Passing a member function as an argument

Question

Let's say I have this public method inside a class:

uli returnSum()
{
    for_each(i, j, doSum);
    return this->sum;
}

void doSum(short int y) is a private method of the very same class. How would I pass it as an argument to for_each?

Using the syntax above I'm getting error: must use .* or ->* to call pointer-to-member function in __f (...)'. Neither is this->*doSum working.

I read something about creating a pointer towards that member function and passing it as an argument but I'm not quite sure how to do it.

Answer 1

You could use std::bind, like this

std::for_each(i, j, std::bind(&MyClass::doSum, this));

Answer 2

Take a look at the following example:

#include <iostream>
using namespace std;

class Test {
  public:
    int fun1(int x) { return x+1; }
};

typedef int (Test::*PtrType)(int);

void call(Test& self, PtrType prt) {
    cout << (self.*ptr)(2) << endl;
}

int main() {
    Test t;
    call(t, &Test::fun1);
    return 0;
}

The line typedef int (Test::*PtrType)(int); defines simple name for the type to the class method. The parenthesis around (Test::*PtrType) are important; PtrType is the new defined type (Although you could do without the typedef, and put the whole signature in the call function arguments, such approach is strongly discouraged).

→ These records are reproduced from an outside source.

PR #2386, opened 2026-09-20
Don't rewrite packed modules as float weights when resuming

### LINKED ISSUE #2350: [Bug]: crash + resume (AR_RESUME_DIR, immediate saving) silently duplicates already-quantized modules as stale fp weights in the final artifact
## Evidence (opt-125m e2e)

crash after 2 blocks -> resume -> artifact contains 12 duplicated tensors = exactly the 6 quantized Linears of the 2 skipped blocks (each with both `qweight` and `.weight`). No warning is logged.

Qwen3.8-27B W4A16 artifact came out 47.4 GB instead of ~17.7 GB with 318/407 modules duplicated this way — silently.

## Root cause

`ShardWriter.finalize()`'s remaining-weights pass writes every tensor still present in the model tree whose exact NAME was not saved yet. Resumed-over blocks present plain `nn.Linear` modules (no wrapper), so their packed names (`qweight` etc., saved before the crash) never match the plain names — the name-exact dedup misses and the stale fp weight is written on top of the packed one.

### Reproduction Steps

1. run any quantization with immediate saving + `AR_RESUME_DIR=<dir>`
2. kill the process after >= 1 block completes (manifest marks it done)
3. rerun the same command with the same `AR_RESUME_DIR` -> run resumes, skipped blocks are not re-quantized
4. inspect the final artifact: every module of a skipped block exists TWICE — the packed tensors saved before the crash AND a plain fp `.weight` written at save time

### Environment Information

- auto-round: reproduced on a build based on upstream `main` @ `32369a69`; `ShardWriter.finalize()` is unchanged through current `main` @ `9e2650f4`. transformers 5.16.1, torch 2.11.0+cu128, immediate-saving path

### Error Logs

```shell

```

### Additional Context

_No response_

Shubham-Padkonde:
Fixes #2350

## Problem

When a run is resumed through `AR_RESUME_DIR`, the blocks a previous run already quantized are skipped, so their modules are still plain `nn.Linear` in the model tree while their packed tensors sit in the shard files the crashed run flushed.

The expression (self.*ptr)(2) calls the method pointed by your pointer ptr, passing 2 as its argument. Again the key point is putting parenthesis around (self.*ptr).

The last point to remember is that you cannot skip & when setting the value of the pointer (&Test::fun1), even as it is possible with regular function.

You can make your code a little neater, if you use templates:

template <typename PtrT>
void call(Test& self, PtrT ptr) {
    cout << (self.*ptr)(2) << endl;
}

No typedef is necessary in such case, however, you must still remember about parenthesis in the invocation.

If you are compiling with the new C++0x standard, you can use std::function or std::bind.